- Recorded information:

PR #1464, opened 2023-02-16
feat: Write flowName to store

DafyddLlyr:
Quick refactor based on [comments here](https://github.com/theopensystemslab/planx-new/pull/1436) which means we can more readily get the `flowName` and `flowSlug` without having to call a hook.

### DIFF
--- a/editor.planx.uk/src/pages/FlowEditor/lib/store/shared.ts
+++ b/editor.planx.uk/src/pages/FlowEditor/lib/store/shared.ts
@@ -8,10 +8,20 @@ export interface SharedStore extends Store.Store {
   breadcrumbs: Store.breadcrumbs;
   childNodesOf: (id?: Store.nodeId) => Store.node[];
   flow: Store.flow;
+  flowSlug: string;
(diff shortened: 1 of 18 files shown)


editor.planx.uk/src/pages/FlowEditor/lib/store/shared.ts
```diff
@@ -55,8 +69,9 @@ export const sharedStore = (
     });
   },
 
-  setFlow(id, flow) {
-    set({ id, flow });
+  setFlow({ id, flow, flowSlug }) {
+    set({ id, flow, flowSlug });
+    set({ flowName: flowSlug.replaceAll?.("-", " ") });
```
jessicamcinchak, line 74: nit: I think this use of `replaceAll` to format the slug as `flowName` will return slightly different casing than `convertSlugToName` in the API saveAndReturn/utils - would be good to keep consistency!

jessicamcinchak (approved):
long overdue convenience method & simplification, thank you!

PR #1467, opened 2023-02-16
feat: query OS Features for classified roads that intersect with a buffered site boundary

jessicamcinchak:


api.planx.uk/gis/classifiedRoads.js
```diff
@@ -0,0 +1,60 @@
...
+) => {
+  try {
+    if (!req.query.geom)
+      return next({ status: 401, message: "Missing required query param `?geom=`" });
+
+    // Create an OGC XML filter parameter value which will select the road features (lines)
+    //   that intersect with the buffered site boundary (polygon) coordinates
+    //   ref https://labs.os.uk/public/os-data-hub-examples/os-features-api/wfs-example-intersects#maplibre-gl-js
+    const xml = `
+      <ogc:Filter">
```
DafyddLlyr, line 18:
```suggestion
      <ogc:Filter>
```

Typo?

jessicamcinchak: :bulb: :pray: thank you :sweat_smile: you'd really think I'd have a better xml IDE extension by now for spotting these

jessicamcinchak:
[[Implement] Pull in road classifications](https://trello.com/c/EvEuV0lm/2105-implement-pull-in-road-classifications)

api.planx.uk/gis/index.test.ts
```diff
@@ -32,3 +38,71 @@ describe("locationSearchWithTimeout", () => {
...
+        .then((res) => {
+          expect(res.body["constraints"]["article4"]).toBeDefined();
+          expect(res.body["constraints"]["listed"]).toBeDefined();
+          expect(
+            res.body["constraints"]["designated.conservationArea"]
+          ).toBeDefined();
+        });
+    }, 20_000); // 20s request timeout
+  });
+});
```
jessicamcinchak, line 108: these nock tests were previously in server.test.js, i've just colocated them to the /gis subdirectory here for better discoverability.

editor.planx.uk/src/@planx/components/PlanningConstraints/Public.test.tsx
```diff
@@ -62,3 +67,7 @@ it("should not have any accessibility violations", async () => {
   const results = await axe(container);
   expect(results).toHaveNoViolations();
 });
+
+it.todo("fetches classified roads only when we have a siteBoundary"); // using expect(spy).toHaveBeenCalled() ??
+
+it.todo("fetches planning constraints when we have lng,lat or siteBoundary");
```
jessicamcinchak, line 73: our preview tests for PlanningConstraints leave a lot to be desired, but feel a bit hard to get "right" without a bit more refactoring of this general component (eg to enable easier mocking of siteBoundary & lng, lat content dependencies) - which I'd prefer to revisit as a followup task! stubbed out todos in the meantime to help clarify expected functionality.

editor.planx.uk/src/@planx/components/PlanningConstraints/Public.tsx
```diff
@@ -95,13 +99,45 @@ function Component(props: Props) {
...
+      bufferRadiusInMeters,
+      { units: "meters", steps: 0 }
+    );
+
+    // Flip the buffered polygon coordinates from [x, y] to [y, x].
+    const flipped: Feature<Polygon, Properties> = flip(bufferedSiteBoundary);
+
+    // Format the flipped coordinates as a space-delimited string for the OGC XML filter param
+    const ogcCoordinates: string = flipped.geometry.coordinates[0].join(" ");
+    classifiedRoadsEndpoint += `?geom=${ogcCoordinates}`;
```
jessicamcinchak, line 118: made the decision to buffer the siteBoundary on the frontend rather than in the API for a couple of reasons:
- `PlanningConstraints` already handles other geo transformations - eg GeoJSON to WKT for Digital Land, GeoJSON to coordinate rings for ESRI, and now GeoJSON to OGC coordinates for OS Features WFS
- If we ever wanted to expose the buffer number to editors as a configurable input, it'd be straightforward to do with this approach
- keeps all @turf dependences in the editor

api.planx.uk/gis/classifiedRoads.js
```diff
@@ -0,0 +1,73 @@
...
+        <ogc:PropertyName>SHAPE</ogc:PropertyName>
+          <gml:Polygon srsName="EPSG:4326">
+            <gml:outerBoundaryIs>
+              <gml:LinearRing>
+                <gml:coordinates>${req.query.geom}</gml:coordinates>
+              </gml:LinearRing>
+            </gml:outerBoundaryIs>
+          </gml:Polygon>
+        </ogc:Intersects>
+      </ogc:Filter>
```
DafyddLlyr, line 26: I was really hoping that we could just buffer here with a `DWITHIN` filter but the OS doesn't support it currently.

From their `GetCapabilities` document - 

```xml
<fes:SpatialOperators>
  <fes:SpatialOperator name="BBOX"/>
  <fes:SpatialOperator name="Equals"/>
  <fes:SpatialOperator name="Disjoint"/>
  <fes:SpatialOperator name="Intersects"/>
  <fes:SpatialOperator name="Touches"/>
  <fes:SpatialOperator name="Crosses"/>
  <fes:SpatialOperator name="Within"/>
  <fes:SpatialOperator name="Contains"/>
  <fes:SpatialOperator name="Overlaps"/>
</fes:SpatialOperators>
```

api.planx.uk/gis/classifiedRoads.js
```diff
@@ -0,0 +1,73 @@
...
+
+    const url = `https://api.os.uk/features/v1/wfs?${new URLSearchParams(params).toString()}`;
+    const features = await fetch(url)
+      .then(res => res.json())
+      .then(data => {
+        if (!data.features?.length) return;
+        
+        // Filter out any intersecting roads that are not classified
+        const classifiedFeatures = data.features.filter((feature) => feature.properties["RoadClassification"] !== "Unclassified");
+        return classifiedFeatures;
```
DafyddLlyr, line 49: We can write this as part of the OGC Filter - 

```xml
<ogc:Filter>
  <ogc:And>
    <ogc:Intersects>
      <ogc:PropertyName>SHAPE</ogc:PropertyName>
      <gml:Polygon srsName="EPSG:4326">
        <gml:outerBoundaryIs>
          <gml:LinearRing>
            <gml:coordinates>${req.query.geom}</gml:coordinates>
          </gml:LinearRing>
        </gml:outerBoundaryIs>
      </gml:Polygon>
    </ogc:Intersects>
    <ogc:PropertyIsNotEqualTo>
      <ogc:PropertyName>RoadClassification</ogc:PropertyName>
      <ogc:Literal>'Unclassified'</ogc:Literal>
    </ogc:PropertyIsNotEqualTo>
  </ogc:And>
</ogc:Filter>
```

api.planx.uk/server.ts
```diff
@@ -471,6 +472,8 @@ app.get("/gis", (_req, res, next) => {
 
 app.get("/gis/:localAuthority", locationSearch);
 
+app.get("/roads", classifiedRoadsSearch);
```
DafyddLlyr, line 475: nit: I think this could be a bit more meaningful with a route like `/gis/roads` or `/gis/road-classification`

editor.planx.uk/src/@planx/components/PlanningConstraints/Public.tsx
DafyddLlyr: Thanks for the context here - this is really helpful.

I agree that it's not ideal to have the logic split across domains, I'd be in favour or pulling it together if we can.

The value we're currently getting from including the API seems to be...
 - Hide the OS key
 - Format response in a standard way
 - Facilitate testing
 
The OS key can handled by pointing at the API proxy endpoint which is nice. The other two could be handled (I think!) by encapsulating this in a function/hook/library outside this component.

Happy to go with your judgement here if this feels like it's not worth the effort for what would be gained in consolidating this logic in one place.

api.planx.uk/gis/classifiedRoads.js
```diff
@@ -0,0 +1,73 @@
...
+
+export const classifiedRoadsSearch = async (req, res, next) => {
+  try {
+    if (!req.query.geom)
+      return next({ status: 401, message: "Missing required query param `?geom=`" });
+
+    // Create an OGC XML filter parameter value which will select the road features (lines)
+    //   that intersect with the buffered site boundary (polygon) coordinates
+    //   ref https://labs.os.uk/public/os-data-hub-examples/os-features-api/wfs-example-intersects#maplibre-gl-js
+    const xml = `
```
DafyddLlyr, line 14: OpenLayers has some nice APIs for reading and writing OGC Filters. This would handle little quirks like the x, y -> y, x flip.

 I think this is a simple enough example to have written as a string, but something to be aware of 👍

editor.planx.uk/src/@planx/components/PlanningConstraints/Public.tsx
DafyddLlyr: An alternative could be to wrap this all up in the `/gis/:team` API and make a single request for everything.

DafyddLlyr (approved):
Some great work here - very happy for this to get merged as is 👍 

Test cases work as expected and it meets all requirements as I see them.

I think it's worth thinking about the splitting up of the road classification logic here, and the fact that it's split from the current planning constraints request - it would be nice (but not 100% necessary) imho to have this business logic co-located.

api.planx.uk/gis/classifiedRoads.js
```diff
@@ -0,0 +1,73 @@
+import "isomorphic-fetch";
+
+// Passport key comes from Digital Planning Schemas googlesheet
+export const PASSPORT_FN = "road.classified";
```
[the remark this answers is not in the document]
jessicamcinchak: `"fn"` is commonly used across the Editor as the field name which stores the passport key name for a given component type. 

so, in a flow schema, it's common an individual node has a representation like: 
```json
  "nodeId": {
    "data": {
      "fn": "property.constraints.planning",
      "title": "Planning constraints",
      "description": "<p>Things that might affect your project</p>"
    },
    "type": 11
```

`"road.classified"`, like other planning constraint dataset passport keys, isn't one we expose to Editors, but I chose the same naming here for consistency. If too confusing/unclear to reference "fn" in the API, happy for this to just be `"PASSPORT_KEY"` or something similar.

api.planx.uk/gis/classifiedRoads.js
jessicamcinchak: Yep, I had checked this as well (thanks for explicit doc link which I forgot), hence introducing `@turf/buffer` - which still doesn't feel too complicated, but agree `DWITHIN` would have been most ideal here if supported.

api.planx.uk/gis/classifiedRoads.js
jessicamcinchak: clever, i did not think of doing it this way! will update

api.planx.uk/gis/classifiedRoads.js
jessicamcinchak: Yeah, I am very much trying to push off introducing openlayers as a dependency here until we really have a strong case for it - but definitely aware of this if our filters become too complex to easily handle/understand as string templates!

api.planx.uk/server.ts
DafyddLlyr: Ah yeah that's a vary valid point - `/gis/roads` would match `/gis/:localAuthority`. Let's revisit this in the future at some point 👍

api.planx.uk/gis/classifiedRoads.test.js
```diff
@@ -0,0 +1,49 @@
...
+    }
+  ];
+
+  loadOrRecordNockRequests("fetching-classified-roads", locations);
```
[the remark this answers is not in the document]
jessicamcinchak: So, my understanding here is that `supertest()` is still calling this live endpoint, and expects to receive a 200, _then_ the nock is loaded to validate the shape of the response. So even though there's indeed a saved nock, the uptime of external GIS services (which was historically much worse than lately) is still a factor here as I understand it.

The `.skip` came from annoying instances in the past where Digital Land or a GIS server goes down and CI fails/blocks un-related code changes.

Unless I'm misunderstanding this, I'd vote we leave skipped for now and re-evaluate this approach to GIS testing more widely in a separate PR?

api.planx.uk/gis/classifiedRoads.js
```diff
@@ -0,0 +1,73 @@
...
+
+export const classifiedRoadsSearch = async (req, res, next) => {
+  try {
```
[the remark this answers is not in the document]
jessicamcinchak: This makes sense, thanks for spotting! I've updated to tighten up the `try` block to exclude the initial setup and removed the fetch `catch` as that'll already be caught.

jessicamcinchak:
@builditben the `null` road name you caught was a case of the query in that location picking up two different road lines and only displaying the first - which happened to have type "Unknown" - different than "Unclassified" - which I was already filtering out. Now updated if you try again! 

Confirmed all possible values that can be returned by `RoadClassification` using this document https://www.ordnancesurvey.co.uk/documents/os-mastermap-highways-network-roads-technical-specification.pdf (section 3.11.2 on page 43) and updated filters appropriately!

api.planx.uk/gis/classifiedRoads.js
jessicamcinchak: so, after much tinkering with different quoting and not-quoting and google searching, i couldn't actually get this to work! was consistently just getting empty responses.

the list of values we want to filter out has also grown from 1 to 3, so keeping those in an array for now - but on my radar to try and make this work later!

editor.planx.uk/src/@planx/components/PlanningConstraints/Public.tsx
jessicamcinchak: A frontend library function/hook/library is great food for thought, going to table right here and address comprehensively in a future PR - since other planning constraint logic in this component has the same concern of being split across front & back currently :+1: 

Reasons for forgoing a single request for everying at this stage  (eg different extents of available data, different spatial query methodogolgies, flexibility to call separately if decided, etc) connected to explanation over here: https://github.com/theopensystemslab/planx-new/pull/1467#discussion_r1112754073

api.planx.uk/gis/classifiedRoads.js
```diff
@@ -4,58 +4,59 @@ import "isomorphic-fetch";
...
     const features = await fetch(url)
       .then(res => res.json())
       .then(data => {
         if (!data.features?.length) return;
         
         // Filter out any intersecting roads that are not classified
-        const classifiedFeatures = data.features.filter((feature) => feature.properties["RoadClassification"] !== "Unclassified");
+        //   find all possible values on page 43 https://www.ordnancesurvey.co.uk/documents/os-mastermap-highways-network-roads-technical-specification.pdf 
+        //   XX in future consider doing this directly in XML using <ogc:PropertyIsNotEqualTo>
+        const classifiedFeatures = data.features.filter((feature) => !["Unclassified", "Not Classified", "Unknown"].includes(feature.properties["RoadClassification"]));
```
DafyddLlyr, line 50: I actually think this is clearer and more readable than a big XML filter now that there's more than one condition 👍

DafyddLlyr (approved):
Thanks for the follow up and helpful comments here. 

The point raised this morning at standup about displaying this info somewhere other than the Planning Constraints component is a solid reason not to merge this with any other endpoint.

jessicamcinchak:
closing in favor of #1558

- Task item: Within the records above, count the lines that hold the word "pages" and give only that number.

- Solution: 3